Definition. A $C^\infty$-function $f:\Bbb R\to\Bbb R$ should be called bell-shaped if for all $n\geq 1$ the $n$-th derivative has exactly $n$ zeros (counted with multiplicity).

E.g. this works for $\exp(-x^2)$. As this is my try to formalize an informal term, I have no way to check if this is correct. However, I tried to prove that such functions must be bounded (for me, intuitively bell-shaped functions are always bounded). But I had no success.
Question: Is a bell-shaped function (in the sense above) always bounded?
 A: If I remember correctly, $\sqrt{1 + x^2}$ is bell-shaped, and it is not bounded. (The $n$-th derivative is a polynomial of degree $n$ times $(1 + x^2)^{1/2-n}$, and it has at least $n$ zeroes by the intermediate value theorem).
By the way, is there any progress on the characterisation of bell-shaped functions?
A: As suggested by Mateusz Kwaśnicki, the function $f : x \mapsto (1+x^2)^{s}$ is bell-shaped and unbounded for any $s \in (0,\frac{1}{2})$.
It is easy to see that $f^{(n)}(x) = P_n(x) (1+x^2)^{s-n}$ where $P_n$ is a polynomial of degree $\leq n$. Actually
$$
P_{n+1}(x) = (1+x^2) P_n'(x) - 2(n-s)xP_n(x).
$$
Let $a_n$ be the coefficient of $x^n$ in $P_n$. Then $a_{n+1} = n a_n - 2(n-s)a_n = (2s-n) a_n$. In particular $(-1)^{n-1} a_n > 0$ for $n \geq 1$, so that $P_n$ has degree exactly $n$ (this is where we use $s < \frac{1}{2}$).
One first checks that $f'$ has a single zero.

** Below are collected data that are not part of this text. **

PR #1260, opened 2023-05-19
fixing bug where you can't use --error argument as it's ambigious with --error_always

RisingLiberty:


kimgr:
Hey @RisingLiberty, can you expand a little on what the problem is?

`iwyu_getopt` is only used for MSVC builds, otherwise we use the system `getopt.h`. Also, it is vendored from https://github.com/kimgr/getopt_port, so there's a chance the bug should be fixed there instead.

RisingLiberty:
hey, the problem is that when using -error (return an error code when any issues where spotted by iwyu). the parsing of "-error" would match both "-error" and "-error_always" meaning you can't use it
I just added a CHECK for future proofing, if we don't want that, the include and the CHECK itself can be removed to just have the bug fix

RisingLiberty:
yep

kimgr:
I'm working on fixing this in the upstream `getopt_port` project. But why are you passing both `--error` and `--error_always`? I don't see a usecase for that.

kimgr:
Superseded by https://github.com/include-what-you-use/include-what-you-use/pull/1268, but thanks for finding this bug; I had no idea!

PR #1266, opened 2023-06-24
Improve placement-new detection in templates

### LINKED ISSUE #1229: [Regression 0.18 -> 0.20] IWYU incorrectly wants to remove <new>
Hi!

We are looking into bumping IWYU from 0.18 to 0.20 (btw, amazing job with templates, lots of FPs fixed!) and encounter the following problem:

```cpp
// foo.h
#include <new>
#include <utility>

template <typename Ref, typename... Args>
void construct(Ref& ref, Args&&... args)
{
    new (std::addressof(ref)) Ref(std::forward<Args>(args)...);
}
```
```cpp
// foo.cpp
#include "foo.h"

int main()
{
  int x;
  construct(x, 123);
}
```

Running IWYU with default settings results in the following:
```
foo.h should add these lines:

foo.h should remove these lines:
- #include <new>  // lines 1-1

The full include-list for foo.h:
#include <utility>  // for addressof, forward
---
```

If I remove `new`, the code no longer compiles.

kimgr:
When placement-new is used in a template, and the buffer/target argument is provided by a call to a dependent name, the placement-new expression would not be recognized as such. This is commonplace now that std::addressof exists:

    template<class T, typename...Args>
    void construct(T& buf, Args&&... args) {
      // definitive placement-new below
      new(std::addressof(buf)) T(args)
    }

Prior to this fix, `<new>` would be suggested at the instantiation location rather than the definition location. If the template was defined in a file covered by IWYU analysis, IWYU would suggest to remove `<new>` there, breaking the template.

Add a few more testcases for placement syntax in templates.

Fixes #1229.

### DIFF
--- a/iwyu.cc
+++ b/iwyu.cc
@@ -2417,17 +2417,23 @@ class IwyuBaseAstVisitor : public BaseAstVisitor<Derived> {
     // Like in VisitOverloadExpr(), we update processed_overload_locs
     // regardless of the value of CanIgnoreCurrentASTNode().
 
-    // We say it's placement-new if the (lone) placment-arg is a
-    // pointer.  Unfortunately, often clang will just say it's a
-    // dependent type.  In that case, we can still say it's a pointer
-    // in the (common) case the placement arg looks like '&something'.
-    // (This is possibly wrong for classes that override operator&, but
-    // those classes deserve what they get.)
-    if (!expr->getOperatorNew() &&
-        expr->getNumPlacementArgs() == 1 &&
-        (GetTypeOf(expr->getPlacementArg(0))->isPointerType() ||
-         GetTypeOf(expr->getPlacementArg(0))->isArrayType() ||
-         IsAddressOf(expr->getPlacementArg(0)))) {
+    // We say it's placement-new if it has a single placement-arg, which _might_
+    // be a pointer. In templates clang will just say it's a dependent type (or
+    // dependent name, for function calls), so we use some heuristics to avoid
+    // matching things like 'new (std::nothrow)' and 'new
+    // (std::align_val_t(8))'. The pattern 'new (func())' can cause false
+    // positives if the eventually looked up 'func()' does not return a pointer
+    // type.
+    const Expr* placement_expr = nullptr;
+    if (!expr->getOperatorNew() && expr->getNumPlacementArgs() == 1) {
+      placement_expr = expr->getPlacementArg(0);
+    }
+
+    if (placement_expr &&
+        (GetTypeOf(placement_expr)->isPointerType() ||
+         GetTypeOf(placement_expr)->isArrayType() ||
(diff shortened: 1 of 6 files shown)


iwyu.cc
```diff
@@ -2423,11 +2423,18 @@ class IwyuBaseAstVisitor : public BaseAstVisitor<Derived> {
     // in the (common) case the placement arg looks like '&something'.
     // (This is possibly wrong for classes that override operator&, but
     // those classes deserve what they get.)
-    if (!expr->getOperatorNew() &&
```
bolshakov-a, line 2426: Doesn't the comment above need updating?

tests/cxx/placement_new-d1.h
```diff
@@ -12,4 +12,7 @@
 
 #include "tests/cxx/placement_new-i1.h"
 
+// for std::addressof use in .cc
+#include <utility>
```
bolshakov-a, line 16: It is stated in the standard that `std::addressof` is in `<memory>`:
https://eel.is/c++draft/memory.syn
Hard-coded symbol mapping should be probably updated.

kimgr: Yeah, I saw that too. There's a header mapping from `bits/stl_move.h`, where `std::addressof` is defined, to `<utility>`, presumably for `std::move`. I'd rather not mess with this right now.

But maybe it would be nicer to get rid of the standard library dependency in the test; this function is easy enough to simulate.

iwyu.cc
kimgr: Hehe, I thought I did...? Are you missing something in particular? I'll look it over and try to edit it down a bit anyway, it's pretty wordy.

kimgr: Rewrote the comment, let me know what you think.

tests/cxx/placement_new-d1.h
kimgr: Added `placement_new-i2.h` with a custom `AddressOf` function.

iwyu.cc
bolshakov-a: It looks better, thanks! Btw, I'm not an expert in `operator new` overloading and cannot say whether the new logic is optimal tradeoff or not.

kimgr: I think it's good enough -- there is a loophole where:
```
template<class T>
T* construct(T& target) {
  return new(std::addressof(target)) T;
}
```
works as expected, but stuff like:
```
template<class T>
std_align_val_t& getAlign<T>() {
  return std_align_val_t(T::getPreferredAlignment());
}

template<class T>
T* construct() {
  return new(getAlign<T>()) T;
}
```
will falsely be marked as placement-new, needing `#include <new>` (on the other hand `std::align_val_t` is in `<new>`, so the result is still valid, just that diagnose the placement-new as also needing `<new>`).

PR #1269, opened 2023-06-26
Silently break cycles in mappings for v0.19

Jose5500:
Addresses the preprocessor metaprogramming techniques used in Boost, for v0.19.

Updated the transitive closure expansion to ignore cycles instead of failing on them. Added diagnostic logging at level 8 to look into its decision-making if necessary.

Identical implementation of - [link](https://github.com/include-what-you-use/include-what-you-use/pull/1152)
Fixes issue #424

### DIFF
--- a/.github/workflows/ci.yml
+++ b/.github/workflows/ci.yml
@@ -18,7 +18,7 @@ jobs:
       fail-fast: false
 
     env:
-      LLVM_TAG:
+      LLVM_TAG: -15
 
     steps:
       - name: Install prerequisites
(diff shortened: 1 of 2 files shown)


kimgr:
@Jose5500 Thanks for the patch attempt! Unfortunately we can't take fixes for historical releases. They are what they are, and we don't have capacity to do service releases for old versions.

If you must keep on 0.19 but with the cycle break fix, I suggest you cherry-pick/patch and build locally, or try to petition your envinronment's package manager to take the patch.

Issue #1235, opened 2023-04-12
New IWYU pragma for extension point patterns


kadircet:
# IWYU always_keep pragma proposal

## Background

In clang-tooling space there is a new focus around getting more automated & safe include management, similar to IWYU with a new “use” policy focused around spelling of symbols (hence also called as include-what-you-spell, IWYS). See [clang-include-cleaner](https://github.com/llvm/llvm-project/tree/main/clang-tools-extra/include-cleaner/)

## Problem

It’s common in C++ to have extension points for types to enable their usage in certain generic algorithms, e.g. one common example could look like:

foo.h:
```cpp
struct Foo { … };
```
foo_ext.h:
```cpp
#include “foo.h”
bool isLess(Foo&, Foo&);
```
sort.h:
```cpp
template<typename Range> void sort(Range) { /* uses isLess(T&,T&) */ }
```
application.cc:
```cpp
#include “foo.h” // provides vector<Foo>& getStats();
#include “sort.h”
#include “foo_ext.h” // unused, there’s no "direct" usage of isLess(Foo&,Foo&)

void app() {
  auto &f = getStats(); // returns a vector<Foo>&.
  sort(f);
}
```
Here, removing `foo_ext.h` will prevent the code from compiling, so we need to avoid suggesting that. However no symbol from the file is "used" in our usual sense.

### Analyze template instantiations and mark the usage of such extension points

This is close to the current IWYU tool and powerful, but doesn’t align with IWYS’s definition of “use”. It complicates the implementation drastically and is impossible in certain tools (e.g. clangd, which doesn’t keep template bodies from headers around). Moreover, deducing intent fully is still error-prone. Most of these arguments and complexity is also mentioned in [https://github.com/include-what-you-use/include-what-you-use/blob/master/docs/WhyIWYUIsDifficult.md#who-is-responsible-for-dependent-template-types](https://github.com/include-what-you-use/include-what-you-use/blob/master/docs/WhyIWYUIsDifficult.md#who-is-responsible-for-dependent-template-types). So having all this complexity and still getting certain cases wrong goes against our automation goals.

### Restrict such patterns

We can call such patterns IWYU violations (and they are), and forbid people from using them. But this is really hard to enforce in practice. Most of the common alternatives require:

* extensions to go with type, which is not always possible (e.g. type might be generated, provider of the extension point and type might be completely different sets of parties, etc.)
* introduce these symbols at linking time via registries or forward declaring them.

[...]

PR #1272, opened 2023-07-06
Add new IWYU pragma: always_keep

kimgr:
This was proposed by the clangd/clang-include-fixer developers, who
already implement many of IWYU's pragma comments.

The pragma makes sense for us too, so implement it and add documentation
to describe the semantics.

Semantics and rationale suggested by @kadircet, as well as a
documentation draft from which I've borrowed some words.

Fixes issue #1235.


kimgr:
@kadircet Please take a look and see if this meets your expectations. Thanks!

kadircet:
thanks, that LGTM!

We then assume that $f^{(n)}$ has exactly $n$ distinct simple zeroes $x_n < x_{n-1} < \dots < x_1$ for some $n \geq 1$. Then
$$
(-1)^{n-1} f^{(n+1)}(x_1) = (-1)^{n-1} P_n'(x_1) (1+x_1^2)^{s-n} > 0
$$
since $(-1)^{n-1} P_n(x) > 0$ for $x > x_1$. But $(-1)^{n-1} f^{(n+1)}(x) < 0$ for large $x$ so $f^{(n+1)}$ has a zero in $(x_1,+\infty)$. Similarly $f^{(n+1)}$ has a zero in $(-\infty ,x_n)$. Together with the zeroes of $f^{(n+1)}$ between the $x_i$'s, we get $\geq n+1$ distinct zeroes (and therefore exactly $n+1$ zeroes).